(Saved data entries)
Issue #1298, opened 2025-01-13
Fix Multisig quorum issue


immrsd:
There is an issue in the Multisig component (reported by Zellic): if the `remove_signers` function is called with a `quorum` value that remains the same as the current `quorum`, the check ensuring `quorum` is less than or equal to the updated number of signers is bypassed. This can lead to the contract becoming permanently inaccessible.

PR #1300, opened 2025-01-13
Fix Multisig quorum issue

immrsd:
Fixes the reported Multisig quorum issue [#1298](https://github.com/OpenZeppelin/cairo-contracts/issues/1298)

### DIFF
--- a/CHANGELOG.md
+++ b/CHANGELOG.md
@@ -41,6 +41,7 @@ and this project adheres to [Semantic Versioning](https://semver.org/spec/v2.0.0
 
 ### Changed (Breaking)
 
+- Fix Multisig component issue arising when removing signers with unchanged quorum (#1300)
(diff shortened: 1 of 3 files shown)


CHANGELOG.md
```diff
@@ -41,6 +41,7 @@ and this project adheres to [Semantic Versioning](https://semver.org/spec/v2.0.0
 
 ### Changed (Breaking)
 
+- Fix Multisig component issue arising when removing signers with unchanged quorum (#1300)
```
ericnordelo, line 44: This entry should go under Fixed instead. Check https://keepachangelog.com/en/1.0.0/#how

ericnordelo (approved):
We need to update the CHANGELOG entry, but besides that looks good to me!

CHANGELOG.md
immrsd: Moved the entry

§ **Exercise aim**
Return all the data exactly as given.

§ **Written answer**
Issue #1298, opened 2025-01-13
Fix Multisig quorum issue


immrsd:
There is an issue in the Multisig component (reported by Zellic): if the `remove_signers` function is called with a `quorum` value that remains the same as the current `quorum`, the check ensuring `quorum` is less than or equal to the updated number of signers is bypassed. This can lead to the contract becoming permanently inaccessible.

PR #1300, opened 2025-01-13
Fix Multisig quorum issue

immrsd:
Fixes the reported Multisig quorum issue [#1298](https://github.com/OpenZeppelin/cairo-contracts/issues/1298)

### DIFF
--- a/CHANGELOG.md
+++ b/CHANGELOG.md
@@ -41,6 +41,7 @@ and this project adheres to [Semantic Versioning](https://semver.org/spec/v2.0.0
 
 ### Changed (Breaking)
 
+- Fix Multisig component issue arising when removing signers with unchanged quorum (#1300)
(diff shortened: 1 of 3 files shown)


CHANGELOG.md
```diff
@@ -41,6 +41,7 @@ and this project adheres to [Semantic Versioning](https://semver.org/spec/v2.0.0
 
 ### Changed (Breaking)
 
+- Fix Multisig component issue arising when removing signers with unchanged quorum (#1300)
```
ericnordelo, line 44: This entry should go under Fixed instead. Check https://keepachangelog.com/en/1.0.0/#how

ericnordelo (approved):
We need to update the CHANGELOG entry, but besides that looks good to me!

CHANGELOG.md
immrsd: Moved the entry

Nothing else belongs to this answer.